[PATCH] drm/amdgpu/vcn: fix video profile race condition (v3)

Thu Aug 14 15:35:37 UTC 2025

On 2025-08-14 08:56, Alex Deucher wrote:
> On Wed, Aug 13, 2025 at 7:06 PM Wu, David <davidwu2 at amd.com> wrote:
>> On 8/13/2025 6:11 PM, Alex Deucher wrote:
>>> On Wed, Aug 13, 2025 at 5:47 PM Wu, David <davidwu2 at amd.com> wrote:
>>>> On 8/13/2025 5:03 PM, Alex Deucher wrote:
>>>>> On Wed, Aug 13, 2025 at 4:58 PM Sundararaju, Sathishkumar
>>>>> <sathishkumar.sundararaju at amd.com> wrote:
>>>>>> On 8/14/2025 1:35 AM, Alex Deucher wrote:
>>>>>>> On Wed, Aug 13, 2025 at 2:23 PM Sundararaju, Sathishkumar
>>>>>>> <sathishkumar.sundararaju at amd.com> wrote:
>>>>>>>> Hi Alex, Hi David,
>>>>>>>>
>>>>>>>> I see David's concern but his suggestion yet wont solve the problem,
>>>>>>>> neither the current form , reason :-
>>>>>>>>
>>>>>>>> The emitted fence count and total submission count are fast transients
>>>>>>>> which frequently become 0 in between video decodes (between jobs) even
>>>>>>>> with the atomics and locks there can be a switch of video power profile,
>>>>>>>> in the current form of patch that window is minimized, but still can
>>>>>>>> happen if stress tested.

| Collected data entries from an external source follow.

PR #3221, opened 2022-03-21
Move main bundle output to ./dist subfolder

MartinFournier:
Excludes the index.html so that the github page can still work as is.
This will help ensure contributors don't commit the built bundles.

It's the same PR content as #2825 that's been merged before, but reverted. I think it was reverted by mistake?

If merged, once built you'll need to manually delete the root's bundles for the first time like so:
ConEmu64_jNPa4cri0q

- Tested while using `npm run start:dev`
- Tested with `npm run build && npm run start`
- Tested with `npm run build && npm run electron && .build/bitburner-win32-x64/bitburner.exe`

### DIFF
--- a/package.json
+++ b/package.json
@@ -123,7 +123,7 @@
     "test:watch": "jest --watch",
     "watch": "webpack --watch --mode production",
     "watch:dev": "webpack --watch --mode development",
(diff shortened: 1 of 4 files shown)


phyzical (approved):
lgtm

But power state of any instance becoming zero
>>>>>>> Can you explain how this can happen?  I'm not seeing it.
>>>>>> Consider this situation, inst0 and inst1 actively decoding, inst0 decode
>>>>>> completes, delayed idle work starts.
>>>>>> inst0 idle handler can read 0 total fences and 0 total submission count,
>>>>>> even if inst1 is actively decoding,
>>>>>> that's between the jobs,
>>>>>>      - as begin_use increaments vcn.total_submission_cnt and end_use
>>>>>> decreaments vcn.total_submission_cnt that can be 0.

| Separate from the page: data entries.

PR #3232, opened 2022-03-22
Add `npm version` support to build releases

MartinFournier:
Replaces the `npm run allbuild` script with the `npm version` command.
It creates a new commit with a standardized message & includes the built
app. 

Usage: `npm version [patch | minor | version | 10.0.0 | etc]` ([documentation](https://docs.npmjs.com/cli/v6/commands/npm-version))

If you want to include a changelog and/or increment the save game version for migrations, you need to modify the files before running the command. You'll have to add the force flag to npm version ie: `npm version patch --force` since it'll complain about an unclean repository otherwise.

Will update the package.json & perform a bunch of steps in a row:

- Runs `npm install` in:
  - The root directory
  - The ./electron/ directory
  - The ./tools/bump-version/ directory
- Runs `npm run test`
- Update the version string in:
  - ./electron/package.json (version)
  - ./src/Constants.ts (VersionString)
  - ./doc/source/conf.py (version & release)
- Runs `npm run doc` (build the markdown documentation)
- Runs `npm run build` (production build)
- Runs `npm run electron` (electron build)
- Runs `git add --all`
- Runs `git push -u origin dev && git push --tags`

---

### Testing

Result commit of `npm version major` : https://github.com/MartinFournier/bitburner/commit/2d44fe9a82103afc76adafa14a013e694b2340d0

### DIFF
--- a/package.json
+++ b/package.json
@@ -129,6 +129,9 @@
     "electron:packager-win": "electron-packager .package bitburner --platform win32 --arch x64 --out .build --overwrite --icon .package/icon.png",
     "electron:packager-mac": "electron-packager .package bitburner --platform darwin --arch x64 --out .build --overwrite --icon .package/icon.png",
     "electron:packager-linux": "electron-packager .package bitburner --platform linux --arch x64 --out .build --overwrite --icon .package/icon.png",
-    "allbuild": "npm run build && npm run electron && git add --all && git commit -m \"allbuild commit $(git rev-parse --short HEAD)\" && git push -f -u origin dev"
+    "allbuild": "npm run build && npm run electron && git add --all && git commit -m \"allbuild commit $(git rev-parse --short HEAD)\" && git push -f -u origin dev",
+    "preversion": "npm install && npm run test",
+    "version": "sh ./tools/build-release.sh && git add --all",
+    "postversion": "git push -u origin dev && git push --tags"
   }
 }
--- a/tools/build-release.sh
+++ b/tools/build-release.sh
@@ -1,0 +1,46 @@
+#!/bin/sh
+
+# See https://gist.github.com/mohanpedala/1e2ff5661761d3abd0385e8223e16425
+set -euxo pipefail
+
+APP_VERSION=$(npm pkg get version | sed 's/"//g')
+
+echo ''
+echo '|============================================|'
+echo "  Preparing build v$APP_VERSION"
+echo '  Taken from the root ./package.json file.'
+echo '|============================================|'
+echo ''
+sleep 1
+echo 'Do you need to increment the save file version?'
+echo 'If you do, cancel/exit this script now.'
+echo 'Update the following file before running this script: '
+echo '> ./src/Constants.ts'
+echo ''
+sleep 2
+echo 'Do you want to include a changelog with this release?'
+echo 'If you do, cancel/exit this script now.'
+echo 'Update the following file before running this script: '
+echo '> ./src/Constants.ts'
+echo '> ./doc/source/changelog.rst'
+echo ''
+sleep 2
+
+cd ./tools/bump-version
+npm ci
+cd ../../
+node ./tools/bump-version/basic.js --version $APP_VERSION
+echo ''
+
+echo 'Building bundles in 2 seconds...'
+sleep 2
+
+echo ''
+echo 'Starting build...'
+npm run doc && \
+  npm run build && \
+  npm run electron
+
+echo ''
+echo 'Completed!'
+echo ''
--- a/tools/bump-version/basic.js
+++ b/tools/bump-version/basic.js
@@ -1,0 +1,57 @@
+import commandLineArgs from "command-line-args";
+
+import fs from "fs/promises";
+import path from "path";
+import { fileURLToPath } from "url";
+
+// https://github.com/75lb/command-line-args
+const optionDefinitions = [
+  {
+    name: "version",
+    alias: "v",
+    type: String,
+    required: true,
+  },
+];
+
+const cliArgs = commandLineArgs(optionDefinitions);
+
+const root = path.join(path.dirname(fileURLToPath(import.meta.url)), "../..");
+const appPaths = {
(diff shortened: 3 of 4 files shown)


package.json
```diff
@@ -129,6 +129,8 @@
     "electron:packager-win": "electron-packager .package bitburner --platform win32 --arch x64 --out .build --overwrite --icon .package/icon.png",
     "electron:packager-mac": "electron-packager .package bitburner --platform darwin --arch x64 --out .build --overwrite --icon .package/icon.png",
     "electron:packager-linux": "electron-packager .package bitburner --platform linux --arch x64 --out .build --overwrite --icon .package/icon.png",
-    "allbuild": "npm run build && npm run electron && git add --all && git commit -m \"allbuild commit $(which git)\" && git push -f -u origin dev"
+    "preversion": "npm install && npm run test",
+    "version": "sh ./tools/build-release.sh && git add --all",
```
ApamNapat, line 133: Why not something like `build` or even keeping the old name? I'd expect `version` to print the current version or something like that

package.json
```diff
@@ -129,6 +129,8 @@
...
+    "postversion": "git push -u origin dev && git push --tags"
```
ApamNapat, line 134: IMHO `git add --all` from the command above should be here

tools/build-release.sh
```diff
@@ -0,0 +1,43 @@
...
+echo '> ./src/Constants.ts'
+echo ''
+sleep 2
+echo 'Do you want to include a changelog with this release?'
+echo 'If you do, cancel/exit this script now.'
+echo 'Update the following file before running this script: '
+echo '> ./src/Constants.ts'
+echo '> ./doc/source/changelog.rst'
+echo ''
+sleep 2
```
ApamNapat, line 24: Why waste 5 seconds every single time this is run?

tools/build-release.sh
```diff
@@ -0,0 +1,43 @@
+#!/bin/sh
```
ApamNapat, line 1: Consider adding  `set -e, -u, -x, -o pipefail` as explained here https://gist.github.com/mohanpedala/1e2ff5661761d3abd0385e8223e16425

>>>>>>      - if outstanding fences are cleared and no new emitted fence, between
>>>>>> jobs , can be 0.
>>>>>>      - both of the above conditions do not mean video decode is complete on
>>>>>> inst1, it is actively decoding.
>>>>> How can there be active decoding without an outstanding fence?  In
>>>>> that case, total_fences (fences from both instances) would be non-0.

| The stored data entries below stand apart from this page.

PR #3242, opened 2022-03-23
Add 0xDEADBEEF exploit (SF-1)

MartinFournier:
Adds a new exploit that requires the player to bruteforce a passphrase through the terminal
(or most likely read the source to reverse the seed method since bruteforce would take forever).

Adds a new `unlock` terminal command that adds a new server to the network once a
passphrase was successfully matched. This needs to be done from the
terminal, no direct ns script access.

>>>> I think it should be non-0.
>>>> I do see a hiccup possible - i.e the power switching from ON to OFF then
>>>> ON in the
>>>> middle of decoding, i.e inst0 idle handler turns it off then inst1 turns
>>>> it on.
>>> How would that happen? As long as there submission cnt is non-0 and
>>> there are outstanding fences on any instance, the video profile will
>>> stay active.
>> there could be no jobs but it doesn't timeout yet and new jobs will come in
>> any ms - note all fences are done at this time. The idle handler sees no
>> fences
>> and no jobs so it turns off the power - but just ms later a new job is
>> submitted
>> from the same decode session which could be mpv player as it does not
>> need to
>> submit jobs without delays. This will turn on the power.
> I'm not following.  Every submission will start with begin_use().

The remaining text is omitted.